Celebrating Human Rights Day 

Human Rights Day offers the opportunity to reflect on what an enormous human achievement ‘human rights’ are and on the commitments they entail, from the empathy which underpins them, to the rule of law which guarantees them – values we need to live out today and every day. 

73 years ago today men and women from every country and every culture, every religion and worldview, came together to agree that some values were shared and should forever be protected as rights for all. They created The Universal Declaration of Human Rights, inspiring in sentiment but even more inspiring when you contemplate the international good will that produced it and the many human traditions that it blends. It’s this declaration that Human Rights Day celebrates. 

As a human rights charity, Humanists UK is firmly committed to the protection and promotion of human rights in its campaigns for a fairer society, domestically and internationally. These rights represent shared values rooted in our common humanity and our shared human needs, transcending particular cultural and religious traditions. This regard for the equal dignity of all human beings is central to our work.

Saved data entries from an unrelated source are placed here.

PR #1052, opened 2025-04-26
fix: add node cache to avoid get/list node from apiserver

cvvz:
**Reason for Change**:

fix: add node cache to avoid get/list node from apiserver
**Requirements**

**Issue Fixed**:

**Notes for Reviewers**:

### DIFF
--- a/pkg/ragengine/controllers/ragengine_controller.go
+++ b/pkg/ragengine/controllers/ragengine_controller.go
@@ -558,6 +558,14 @@ func (c *RAGEngineReconciler) SetupWithManager(mgr ctrl.Manager) error {
 		}); err != nil {
 		return err
 	}
+	if err := mgr.GetFieldIndexer().IndexField(context.Background(), &corev1.Node{},
+		"metadata.name", func(rawObj client.Object) []string {
+			node := rawObj.(*corev1.Node)
+			return []string{node.Name}
+		}); err != nil {
+		return err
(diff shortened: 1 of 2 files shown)


Fei-Guo:
We intentionally avoid list node because 
1) it can be inefficient to watch nodes for large cluster.
2) We want to watch for nodeclaim instead. It is the delegate resource for every node used by kaito.

cvvz:
It just adds informer for node so the node resource can be cached locally, since no eventHandler added for it , node event won't trigger kaito reconcile.

cvvz:
I see. If we are struggling with the memory usage, we can put this behind for now, but I believe this should be a good optimization since in most case operator should not get/list from apiserver directly, I will raise an issue to track it.

Talk about memory usage, currently we cached all the pods in the cluster in [here](https://github.com/kaito-project/kaito/blob/main/pkg/workspace/controllers/workspace_controller.go#L744-L750), which will increase the memory usage as well. It was introduced from this [commit](https://github.com/kaito-project/kaito/commit/10c67bcc68a80398201254a43ecc511b0e990206
), and I think it is no use anymore and should be deleted. WDYT?

cvvz:
Add node informer will break https://github.com/kaito-project/kaito/pull/1070. 
We can not just add informer without adjust the node-related reconciliation logic. 
I will just close this PR for now.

Humanist principles of justice and of valuing the dignity of each individual also lead us to support equality and oppose unwarranted discrimination. Humanists have been deeply involved in campaigning against discrimination – including discrimination against LGBT people, sexism and misogyny, and racism – for decades. We also support the strengthening of the human rights of children, in particular their right to freedom of religion or belief, and to form their own beliefs free from coercion or control in step with their growing maturity. Humanists have been in the forefront of developing modern ideas of human rights, and have been prominent human rights defenders.

Humanists condemn racism and racial discrimination in all its forms and are committed to campaigning for racial equality across all aspects of society. We have a positive track record throughout our existence in the fight for racial equality, from organising the first global universal race congress in 1911, to campaigning against colonialism in the early twentieth century, and for laws against racial discrimination from the mid-century. This commitment has continued through to today.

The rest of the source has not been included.